Task to carry out - In the entries below, the line with "mandatory filter features." marks the start. Return it and every following line exactly, ending with the last.

Listed records -
PR #597, opened 2026-07-03
Change the definition of `query-support: "equality only"` to encompass `IS KNOWN` and `IS UNKNOWN` operators.

### LINKED ISSUE #594: Does `query-support: "equality only"` imply support for `IS KNOWN`/`IS UNKNOWN`?
`query-support: "equality only"` is now formulated as:

> `equality only`: the defined property MUST be queryable using the OPTIMADE filter language equality and inequality operators. Other filter language features do not need to be available.

It does not say anything about `IS KNOWN`/`IS UNKNOWN`, but it seems to me that these operators are implied. Pinging @rartino for comment.

merkys:
Fixes #594 as if this was the intended behavior and left out as a bug of the specification.

### DIFF
--- a/optimade.rst
+++ b/optimade.rst
@@ -2601,7 +2601,8 @@ A Property Definition MUST be composed according to the combination of the requi
     The string MUST be one of the following:
 
     - :val:`all mandatory`: the defined property MUST be queryable using the OPTIMADE filter language with support for all mandatory filter features.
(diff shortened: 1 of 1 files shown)


rartino (approved):

sauliusg (approved):
Correct.

vaitkus (approved):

Task solution -
     - :val:`all mandatory`: the defined property MUST be queryable using the OPTIMADE filter language with support for all mandatory filter features.
(diff shortened: 1 of 1 files shown)


rartino (approved):

sauliusg (approved):
Correct.

vaitkus (approved):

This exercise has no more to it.